Information about ecological and geographical
distribution of species is essential to understand
spatial patterns of biodiversity and to chalk out
robust conservation strategies (Rushton et al.
2004; Graham et al. 2006). However, for most
species, the number and spatial density of
confirmed occurrences is very low. Hence
ecologists use species distribution models in an
attempt to provide predictions of distribution of
species over large areas by relating presence/
absence or density of flora and fauna to
environmental predictors (Elith et al. 2006). These
species distribution models are typically built
using the ecological niche concept (Hutchinson
1957). An ecological niche of a particular species
is defined by long-term stable constraints on the
potential of its geographic distribution such as
habitat suitability. Ecological niche modeling
52 Remote detection of ant nesting locations
techniques quantify and exploit such constraints
(Peterson 2003) and comprehensive reviews of the
available species distribution modeling approaches
have been provided by Guisan & Zimmermann
(2000) and Elith et al. (2006). Aggregating results
of several species distribution models can improve
our understanding of the relationship between
environmental parameters and species richness
(MacNally & Fleishman 2004). Other potential
application areas include research into the
ecological and geographical differentiation of
distribution of congeneric species (Cicero 2004;
Graham et al. 2004), and investigations of the
invasive potential of non-native species (Peterson
2003; Goolsby 2004; birds: Peterson & Vieglais
2001; Fuller et al. 2007; plants: Panetta & Dodd
1987; insects: Eyre et al. 2004; Roura-Pascual et
al. 2006). Regardless of the intended application
area and the choice of modeling algorithm model
reliability is determined to a large degree by the
quality of the input data. The present study intends
to augment our knowledge in this field by exploring
the potential of the Normalised Difference
Vegetation Index (NDVI) data, derived from the
Linear Imaging Self-scanning Sensor (LISS) on the
Indian Remote sensing Satellite IRS-1D, to
distinguish between habitat types used by a
variety of ant species to build their nests. This
analysis is performed at (a) the level of functional
groups and (b) species level. Furthermore, we use
these remotely sensed data to investigate the
prevalence of Pachycondyla rufipes nest sites
within the area identified as suitable in terms of
NDVI, which supports our interpretation of this
species’ peculiar choice of nesting site.
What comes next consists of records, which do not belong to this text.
Issue #1921, opened 2024-11-04
Canary builds should provide a stable tag


magnetised:
Currently we build a "canary" image `electricsql/electric:canary` off of `main`. Because the tag `electricsql/electric:canary` is not stable, if we ask someone to pull an image based off of main, we have no idea which actual build they end up with.

We should tag canary images as `electricsql/electric:canary` and `electricsql/electric:canary-$COMMIT_SHA` so that `electricsql/electric:canary` always points to the most up-to-date build, but the same build is also available under an immutable tag.

robacourt:
It's stable if you use the SHA (currently it's [sha256:644c25271c09e663fed4439c5c68fbe8e57e5dcc0d67ea92df32a40cdb11b12a](https://hub.docker.com/layers/electricsql/electric/canary/images/sha256-8a5ecb644006dd87b566cb61e4390220e6cdeeb415c16230c34412c8903b4405?context=explore) )

But currently there's no record of what version of main is what SHA, and github doesn't display a history of the SHAs.

alco:
The old Electric used to log its version when starting which also helped identify the commit that's being run.

PR #2202, opened 2024-12-20
For every canary image build, create a tag with the commit sha

alco:
Addresses #1921.

### DIFF
--- a/.buildkite/docker-image.yml
+++ b/.buildkite/docker-image.yml
@@ -14,9 +14,11 @@ steps:
       - export ELECTRIC_IMAGE_NAME="${DOCKERHUB_REPO}/${IMAGE_NAME}"
       - cd ./packages/sync-service
       - export ELECTRIC_VERSION=$(git describe --abbrev=7 --tags --always --first-parent --match '@core/sync-service@*' | sed -En 's|^@core/sync-service@||p')
+      - export SHORT_COMMIT_SHA=$(git rev-parse --short HEAD)
       - docker buildx build --platform linux/arm64/v8,linux/amd64 --push
         --build-arg ELECTRIC_VERSION=$${ELECTRIC_VERSION}
         -t $${ELECTRIC_IMAGE_NAME}:canary
+        -t $${ELECTRIC_IMAGE_NAME}:canary-$${SHORT_COMMIT_SHA}
         .
   - wait
   - label: "🚀 Build & publish the release image to Docker Hub"
--- a/packages/sync-service/lib/electric/application.ex
+++ b/packages/sync-service/lib/electric/application.ex
@@ -1,7 +1,7 @@
 defmodule Electric.Application do
   use Application
 
-  require Config
+  require Logger
 
   @doc """
   This callback starts the entire application, but is configured to run only when
@@ -81,6 +81,9 @@ defmodule Electric.Application do
         ],
         prometheus_endpoint(Electric.Config.get_env(:prometheus_port))
       ])
+
+    app_vsn = Application.spec(:electric, :vsn)
+    Logger.info("Starting ElectricSQL #{app_vsn}")
 
     Supervisor.start_link(children, strategy: :one_for_one, name: Electric.Supervisor)
   end


icehaunter (approved):
I like the idea, but I don't like having a spammed list of tags on DockerHub. A bit sad that we can't have both

magnetised (commented):
looks good. perhaps to avoid spamming the main image with random tags, @icehaunter, we could push the canary images as `electricsql/electric-canary:latest` and `electricsql/electric-canary:$sha` as well as keeping `electricsql/electric:canary` for backwards compatibility.

i stand by the requirement: it's really important to send an image tag and know that it's not going to change between sending it and it being pulled  by the user.

you can just share shas but it provides no documentation to us or the user which version they're running - having the commit sha in the image at least allows for some introspection.

alco:
@magnetised 
> i stand by the requirement: it's really important to send an image tag and know that it's not going to change between sending it and it being pulled by the user.

What use cases require such a canary tag to be sent to a user?

Upon taking another look at this change, I wouldn't want to fill up our Docker Hub repo with lots of tags. We may hit an internal limit there or cause the UI to slow down, etc. Canary builds are transient anyway.

If the main purpose is being able to tell which version of Electric is being run, that is solved by logging the version in the log output. I can leave that part of the PR.

When sharing a specific image tag is important on a case-by-case basis, it's always possible to manully push a locally available image to your personal Docker Hub repo, specifying whatever tag you choose, and then ask the user to pull that.

magnetised:
> > i stand by the requirement: it's really important to send an image tag and know that it's not going to change between sending it and it being pulled by the user.
> 
> What use cases require such a canary tag to be sent to a user?

I literally had to do this when investigating a customer problem. i couldn't send them the :canary tag because that was a moving target and some conversation like "what version does it print when it starts..." doesn't seem very helpful when trying to investigate, probably complex, issues in a customer environment

> it's always possible to manully push a locally available image to your personal Docker Hub repo, specifying whatever tag you choose, and then ask the user to pull that.

yes you could do that but why make things difficult for ourselves.

I don't honestly see this as such controversial issue. It just makes a bunch of sense to me to be able to say - "this image" to someone and know that weird things aren't going to happen. I think the idea of using elecric/canary as the name solves the issue with overloading the main image with a bunch of noise and if we hit limits in docker hub then we can address those.

KyleAMathews:
👍 to named releases for each commit. This is quite common in NPM land & it can be very handy. Granted Docker images are heavier than npm packages so we might run into limits in Docker Hub but we could e.g. just start deleting old ones at that point.

I agree the [UI on Docker Hub](https://hub.docker.com/r/electricsql/electric/tags) isn't really designed for this but... that might not be a problem? We have lists of releases elsewhere... but also a new electric/canary neatly solves the issue.

msfstef:
Bumping this @magnetised @alco as it would be convenient for ourselves in cloud as well.

alco:
I have created a new repo on Docker Hub named `electric-canary`. The change in this PR makes so every commit on `main` is pushed to `electricsql/electric:canary`, `electricsql/electric-canary:latest` and `electricsql/electric-canary:<abbreviated SHA>`.

I've updated the terminology in the `.buildkite/docker-image.yml` file to match the real-world usage:
- an **organization** is like a user account on Docker Hub that can host any number of **repositories** under its personal namespace
- a **repository** is a collection of images that all share the same base name
- an **image tag** is an arbitrary identifier which allows for distinguishing one image from the other
- an **image** name is obtained by combining `<organization>/<repository>:<image tag>`

What we in spoken language call "images" and "tags" are actually "repos" and "images" in Docker Hub's terms. "Pushing a tag" actually means creating a new image inside the chosen repository. All repositories whose names start with the same `<prefix>/` belong to the same organization named after that `<prefix>`.

msfstef (approved):
Nice work! I like that we are keeping the original canary release on top of adding properly addressable stable ones

KyleAMathews (approved):
:shipit:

The rationale for investigating the potential
of NDVI as a discriminatory variable for ant nest
site allocation is the assumption that ants consider
vegetation characteristics when establishing nests,
and NDVI is one of the commonly used vegetation
indices. NDVI is calculated from the reflectance
values in the red and near infrared electromagnetic
spectrum. NDVI thus quantifies chlorophyll
activity of plants by relating the absorption of light
at wavelengths of around 0.6 – 0.7 μm (red) to the
reflection of light at wavelengths of around 0.7 –
0.9 μm (near infra-red). Vegetation with high
chlorophyll activity is characterized by large NDVI
values, which may indicate high greenness, high
biomass or both. After taking into account subvegetation
ground reflectance properties and some
other additional factors, a basic delineation of
vegetative from non-vegetative land cover features
may also be achieved (Lillesand et al. 2004).
The use of LISS-derived NDVI data allows
us to exploit two major advantages of remotely
sensed data. First is the fast capture and consistent
representation of NDVI values across a fairly large
area, especially when temporal variability is taken
into account, e.g. by conducting a time series
analysis. Second, available remote sensing data
continues to increase in spatial resolution, which
is an essential prerequisite for building models at
a scale appropriate for the studied organism. LISSderived
NDVI products feature an acceptable fine
spatial resolution for the purposes of this study.
NDVI has been used as predictor variable
in several studies: to determine the extent of
vegetation cover (Narendra 2000), to monitor
productivity and health of an ecosystem (Zhang
et al. 1997; Ikeda et al. 1999), to determine
outbreaks of insects (Leckie et al. 1992), to map
crop conditions of agricultural fields (Brewster et
al. 1999) and to characterise the structure of forest
canopies (Gamon et al. 1995; Wannebo &
Rosenzweig 2003). NDVI has previously been used
in determining the ecological habitat requirements
of an invasive ant species, and its correlation with
ant presence was found to be quite consistent
(Roura-Pascual et al. 2006). However, in the above
study NDVI was used in conjunction with another
vegetation index (EVI) and topographical
variables, i.e. the individual potential of NDVI was
not assessed. In this study, we analyse the relation
between LISS-derived NDVI alone and the location
of nesting sites of different ant species.